With one celebrity name and national press I began to think the petition might
really get noticed. The following night Richard Dawkins and I appeared on
Channel 4 News to talk about the petition (Dawkins was filmed looking regal in
his garden; I was filmed in classic programmer clothing: bad shoes, dirty
shorts and a crumpled shirt)._

------
Steko
The meteoric rise of Eddie Cue hits a bump in the road here as the supposed
uber-negotiator at Apple left them in a bad position with no leverage against
independents who had literally nothing to lose by withholding their catalogs
from the Apple Music launch.

------
jaimebuelta
I wonder, given the quick the response has been, if Eddie Cue or Tim Cook
wasn't really sure about not paying for 3 months. My guess is that Apple only
agreed with labels.

Imagine this (you can replace Tim Cook with Eddie Cue and Eddie Cue with me
other people at Apple):

\- Tim Cook: I guess we should pay artists during the free trial

\- Eddie Cue: We talked with the labels and they seem to be ok with us not
paying during trial.

\- TC: Are you sure? Well, it will be a lot of money saved, but I'm not sure
how well will it be received by musicians.

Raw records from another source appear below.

PR #1007, opened 2023-12-13
Prioritize redundant packet checks

### LINKED ISSUE #817: Prioritize redundant packet checks for better performance in multi-relayer scenarios
## Background

Originally derived from a conversation with the author of [“Analyzing the Performance of IBC”](https://arxiv.org/abs/2303.10844)

## Concern
Having a single instance of relayer works better compared to multiple relayers, as the on-chain processing cost of redundant packets lowers the overall IBC performance.  

## Proposal

A resolution is to ensure checks for “already relayed packet” in places like [here](https://github.com/cosmos/ibc-rs/blob/7191d8839eb2ff8c9e95a455a5727e233ea2b28a/crates/ibc/src/core/ics04_channel/handler/recv_packet.rs#L49-L75), and [here](https://github.com/cosmos/ibc-rs/blob/7191d8839eb2ff8c9e95a455a5727e233ea2b28a/crates/ibc/src/core/ics04_channel/handler/acknowledgement.rs#L141-L150) get done before any other validation/execution processes as much as possible. This should lower the number of soft and, more importantly, hard checks against the store in redundant packet cases.

expertdicer:
Closes: #817

## Description

______

### PR author checklist:
- [ ] Added tests.
- [ ] Linked to GitHub issue.

### Reviewer checklist:

### DIFF
--- a/ibc-core/ics04-channel/src/handler/acknowledgement.rs
+++ b/ibc-core/ics04-channel/src/handler/acknowledgement.rs
@@ -113,9 +113,24 @@ fn validate<Ctx>(ctx_a: &Ctx, msg: &MsgAcknowledgement) -> Result<(), ContextErr
 where
     Ctx: ValidationContext,
 {
+    let packet = &msg.packet;
+
+    let commitment_path_on_a =
+        CommitmentPath::new(&packet.port_id_on_a, &packet.chan_id_on_a, packet.seq_on_a);
+
+    // Verify packet commitment
+    let commitment_on_a = match ctx_a.get_packet_commitment(&commitment_path_on_a) {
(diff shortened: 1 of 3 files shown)


Farhad-Shabani:
Thank you @expertdicer for bringing up this issue.
I took another look at our checks and current logic and had a lightbulb moment. So, these new moves could boost the parallel relaying setup's performance, but there's a catch. We're kind of assuming that all relayers are on the up-and-up, just forwarding legit packets. But the thing is these changes (as we are placing basic checks afterward) leaves our implementation wide open to potential DOS attacks leaving us w/o having clues of why we are hitting these early no-op returns.
Apologies for that. I'll close the issue as well.

PR #1010, opened 2023-12-17
fix: recursive call in connection `State` conversion to `i32`

### LINKED ISSUE #1009: Connection State conversion to i32 recursively calls itself causing stack overflow
## Bug Summary

The `from` implemented for `state` enum for conversion from `state` to `i32` in ics03-connection recursively calls itself causing an infinite loop and eventually overflowing the stack. 
For ref: https://github.com/cosmos/ibc-rs/blob/3894b50929e207eea3653e8bea3c70048d783d8c/ibc-core/ics03-connection/types/src/connection.rs#L560-L564

## Details

To reproduce the issue, try the following.
```rs
let state = ibc_core_connection_types::State::INIT;
let state_in_i32 = i32::from(state); // Would cause stack overflow here
```

## Version

0.48.1

dhruvja:
Closes: #1009 

## Description

Since the conversion from `state` to `i32` causes a recursive call, it can be solved by matching the enum variants and returning the i32 for the respective variant.

______

### PR author checklist:
- [ ] Added tests.
- [x] Linked to GitHub issue.

### Reviewer checklist:


ibc-core/ics03-connection/types/src/connection.rs
```diff
@@ -559,6 +559,11 @@ impl TryFrom<i32> for State {
 
 impl From<State> for i32 {
     fn from(value: State) -> Self {
-        value.into()
+        match value {
+            State::Uninitialized => 0,
+            State::Init => 1,
+            State::TryOpen => 2,
+            State::Open => 3,
+        }
```
mina86:
```suggestion
        value as i32
```

mina86 (commented):
Also, while you’re doing this could you replace `TryFrom<i32>` implementation to call `Self::from_i32` (or the other way around)?

Farhad-Shabani (approved):
Nice catch @dhruvja, thank you for the fix.

dhruvja:
> Nice catch @dhruvja, thank you for the fix.

Spent quite a while figuring out the vague `stack overflow` bug lol.

PR #1032, opened 2024-01-08
fix: calculate trace hash from both class ID and token ID

yito88:
## Description
Fix for `feat/ics721-impl`

The class ID and the token ID specify the NFT.
The trace hash should be calculated from both IDs, and we need to submit a trace event per each token.

______

### PR author checklist:
- [ ] Added tests.
- [ ] Linked to GitHub issue.

### Reviewer checklist:

### DIFF
--- a/ibc-apps/ics721-nft-transfer/src/context.rs
+++ b/ibc-apps/ics721-nft-transfer/src/context.rs
@@ -105,9 +105,13 @@ pub trait NftTransferValidationContext {
         memo: &Memo,
     ) -> Result<(), NftTransferError>;
 
-    /// Returns a hash of the prefixed class ID.
-    /// Implement only if the host chain supports hashed class ID.
-    fn class_hash_string(&self, _class_id: &PrefixedClassId) -> Option<String> {
+    /// Returns a hash of the prefixed class ID and the token ID.
+    /// Implement only if the host chain supports hashed class ID and token ID.
+    fn token_hash_string(
+        &self,
+        _class_id: &PrefixedClassId,
+        _token_id: &TokenId,
+    ) -> Option<String> {
         None
     }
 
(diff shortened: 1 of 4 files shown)


Farhad-Shabani (approved):
Does this PR mean that the [same event](https://github.com/bianjieai/nft-transfer/blob/1d33cd905efd41fe75ed9a400a130bccf57b5fe8/keeper/relay.go#L299-L304) within the [bianjieai/nft-transfer](https://github.com/bianjieai/nft-transfer) repo should get fixed as well?

Farhad-Shabani:
Just a nit. To pass the CI we need to place `context`, `handler`, and `module` [modules](https://github.com/cosmos/ibc-rs/blob/e5e8464972c04c21cba9ed8686c6d723c85aa71a/ibc-apps/ics721-nft-transfer/src/lib.rs#L20-L22) under the `#[cfg(feature = "serde")]` flag

yito88:
> Does this PR mean that the [same event](https://github.com/bianjieai/nft-transfer/blob/1d33cd905efd41fe75ed9a400a130bccf57b5fe8/keeper/relay.go#L299-L304) within the [bianjieai/nft-transfer](https://github.com/bianjieai/nft-transfer) repo should get fixed as well?

I think so. In `bianjieai/nft-transfer`, the prefixed class is handled like the prefixed denom in ICS-20. However, specifying the actual token is required with not only the class but also the token ID. In Cosmos, a non-NFT token received over IBC is shown as `ibc/{hash}`. I believe it's natural to express both non-NFT and NFT as `ibc/{hash}`.

Farhad-Shabani:
> > Does this PR mean that the [same event](https://github.com/bianjieai/nft-transfer/blob/1d33cd905efd41fe75ed9a400a130bccf57b5fe8/keeper/relay.go#L299-L304) within the [bianjieai/nft-transfer](https://github.com/bianjieai/nft-transfer) repo should get fixed as well?
> 
> I think so. In `bianjieai/nft-transfer`, the prefixed class is handled like the prefixed denom in ICS-20. However, specifying the actual token is required with not only the class but also the token ID. In Cosmos, a non-NFT token received over IBC is shown as `ibc/{hash}`. I believe it's natural to express both non-NFT and NFT as `ibc/{hash}`.

Makes sense. Thank you!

\- EC: I tell you, all the labels seems to say that's fine, it's a little
long, but they understand if better on the long term.

\- TC: Ok, if you said so, go ahead

Yesterday

\- TC: I told you so. Fix it NOW

\- EC: Ups, yes...

------
ateevchopra
I don't liked the title of this submission. It wasn't a battle. It was a
request from a potential customer, which the company understood and worked
upon.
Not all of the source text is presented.